I have exactly one call:
BgWorker.asynch_set_enable(:ref => 1)
in my bg_worker.rb file I have
class BgWorker <1, :uid=>”bg_workers:set_enable:61bb317b03aaf804bdbc21ce635a779e”})
called in a loop. I don’t understand why. This worked before, and now runs in a loop.
Thanks
June 18th, 2008 at 2:16 am
aaaahhhh… Starling was running on the wrong port !!!
June 18th, 2008 at 9:06 am
I’m curious how the wrong port caused a loop.
June 18th, 2008 at 11:48 am
As an FYI, the original Working author has integrated my changes as well as several other improvements. I will be switching back to his very soon. Because everything is on git now, it’s easier to suggest new additions so everyone can get the benefit.
The author’s site: http://playtype.net/past/2008/2/6/starling_and_asynchrous_tasks_in_ruby_on_rails/
The github for the sources: git://github.com/purzelrakete/workling.git
June 27th, 2008 at 11:38 pm
Workling seems to poll memcache for starling messages every two seconds. This means a delay before a worker starts on a job.
Is this sleep between polls necessary?
Is there anything else I can do to minimize the delay in jobs starting?
Thanks Andy
June 28th, 2008 at 12:01 am
default poll is 1 second. Pretty fast.
Adding sleep_time to config/starling.yml can make it faster.
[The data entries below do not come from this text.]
PR #199, opened 2015-10-13
Fix a bug that prevented ‘also at this location’ displaying

DanielHeath:


DanielHeath:
The errors this generates are silently swallowed :(

DanielHeath:
Tests to come.

danni:
++

PR #209, opened 2015-10-21
Remove extraneous !important, fix some scaling issues

danni:


src/components/StaticMap.js
```diff
@@ -41,9 +35,18 @@ class Address extends React.Component {
         } ${
             this.props.location.streetAddressLine2()
         }`;
+
+        let size;
+
+        try {
+            size = window.innerWidth - 30;
```
DanielHeath: Don't we have a max-width on the container (800px or so IIRC)?

DanielHeath: Also the api won't provide bigger than 640 even if you ask for it.

DanielHeath:
++ other than the image size thing

src/components/StaticMap.js
danni: I'm thinking of screens smaller than 640.

PR #218, opened 2015-10-22
Update bylines from UAT

DanielHeath:


danni:
Etc ends with a full stop. Otherwise ++

DanielHeath:
Not for bylines

danni:
++

PR #219, opened 2015-10-22
Remove transport time (to be re-instated once google integration works)

DanielHeath:


danni:
Why not leave in the directions link? Also why not just make it work. It works perfectly everywhere but Victorian?

DanielHeath:
Good point - https://github.com/ask-izzy/ask-izzy/pull/234 was about as easy as removing it.

PR #224, opened 2015-10-26
[Needs discussion] Ensure page transitions have completed before loading timeshift

DanielHeath:
We've had a bunch of spurious test failures around timeshift not loading correctly. 

I suspect the issue is that the page is transitioning across URLs and losing the script. 
This change seems to resolve it.

### DIFF
--- a/test/steps/datetime.js
+++ b/test/steps/datetime.js
@@ -9,6 +9,8 @@ import Yadda from "yadda";
 import fs from "fs";
 import moment from "moment";
 
+import { documentReady } from "./browser";
+
 import unpromisify from "../support/yadda-promise";
 
 module.exports = (function() {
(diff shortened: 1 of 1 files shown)


DanielHeath:
This doesn't seem to fix it :/

DanielHeath:
Ok, this hasn't fixed it. Next idea: Build timeshift into the webpack bundle (it's pretty small) and make it use `sessionstorage` so we can stub it reliably across page loads.

DanielHeath:
@danni Are you happy for me to go ahead and make time mocks persistent across page loads?

danni:
I'm curious why we're now getting page loads and never used to.

danni:
Have you confirmed something isn't triggering a spurious page reload because it's using an `<a>` instead of a `<Link>` etc?

DanielHeath:
I'm curious also, but investigating it sounds like something that could eat a week of productivity. 

Besides which, making it persistent would remove a trap for any future developer who works with these tests.

danni:
I'd rather fix the actual bug it's showing up, rather than badger it around in a way that sounds later much harder to debug.

PR #227, opened 2015-10-26
Upgrade to new flow

DanielHeath:


.flowconfig
```diff
@@ -16,6 +16,8 @@ module.system=node
 suppress_type=$FlowIssue
 suppress_comment= \\(.\\|\n\\)*\\flow:disable
 strip_root=false
+esproposal.class_static_fields=warn
```
danni: What do these?

DanielHeath: We should be able to get rid of many of the flow:disable comments. Also valid is `=ignore`.

danni: Perhaps it should be ignore?

danni:
++

PR #228, opened 2015-10-26
Fix most of the scrolling bugs when navigating

DanielHeath:


DanielHeath:
It looks like this fixes scroll for `forward` and `back` but not `<Link>`

src/pages/ResultsListPage.js
```diff
@@ -101,8 +101,11 @@ class ResultsListPage extends BaseResultsPage {
     }
 
     renderPersonalisationLink(): ReactElement {
+        const current = this.props.location.pathname;
+        const separator = current.endsWith("/") ? "" : "/";
```
danni, line 105: There's a method for this in Node URL.

DanielHeath: And also in the browser?

DanielHeath: Ah right - Location is a URL object so that should be fine.

DanielHeath, line 105: ergh, relative URLs lose the last segment of the path when using `url.resolve`. Don't think that will work.

danni, line 105: Do we want the last segment then?

DanielHeath, line 105: Yes - we need eg `/category/housing/personalise/summary`, not `/category/personalise/summary`

danni, line 105: Hmm. Could we parse the URL, append to the path array and reoutput?

DanielHeath, line 105: The path isn't an array - we could split it on '/' and remove all the empty strings from the resulting array, but that also sounds like hacks.

danni:
++

PR #230, opened 2015-10-26
Add 'skip' button for personalisation

DanielHeath:


src/pages/personalisation/BaseQuestion.js
```diff
@@ -172,6 +172,11 @@ class BaseQuestion extends React.Component {
     static getSearch(request: iss.searchRequest): ?iss.searchRequest {
         let value = this.answer;
 
+        if (value == "(skipped)") {
```
danni, line 187: Can we do something less string based?

danni:
Needs tests. Also just to confirm this isn't applied to location?

src/pages/personalisation/BaseQuestion.js
DanielHeath, line 187: It's got to round-trip safely through JSON and also render nicely with `toString()` - so it might be difficult.

DanielHeath:
Correct - location isn't a subclass of BaseQuestion / BaseMultiQuestion.

DanielHeath:
Following design meeting, this is being replaced by a 'Next' button with a right-chevron in the app bar.

src/pages/personalisation/Location.js
```diff
@@ -202,6 +199,15 @@ class Location extends React.Component {
             });
     }
 
+    setState(state: Object): void {
```
danni: Not sure about this. Potentially very very surprising?

danni:
++

PR #393, opened 2019-03-28
drop redundant dependencies from Cabal file

peti:
17e752c is where the substance is. The second commit just makes the file prettier without actually changing any of the meaning.


nikivazou:
Thanks! 
It would be great if you can link this to LH with a resp. PR. But maybe you could wait to merge my current PR first to avoid conflicts (since submodule conflicts are weird...)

Making it faster drives the cpu load up.
development:
listens_on: localhost:22122
sleep_time: 0.001
June 28th, 2008 at 7:45 am
Balancing sleep_time with CPU is pretty much your only option. Since Starling is a really simple queuing system, it only supports polling. We could probably come up with a signaling scheme to prevent the polling and make jobs start immediately, but that is not the case that starling/workling were meant to solve.
July 23rd, 2008 at 7:52 pm
I’m wondering if threading is the best direction to go for this. I’ve been looking around, and it seems like rails/activerecord threading generally meant a world of hurt (is this view outdated?).
July 23rd, 2008 at 8:35 pm
I’ve had it running for months without a single thread-related issue. The trick is to make sure you have:
ActiveRecord::Base.allow_concurrency = true
when you startup your thread. To be complete, you should also have:
ActiveRecord::Base.verify_active_connections!
at the end of your thread.
Don’t ever try to have threads in your web application, but I haven’t seen problems with daemons.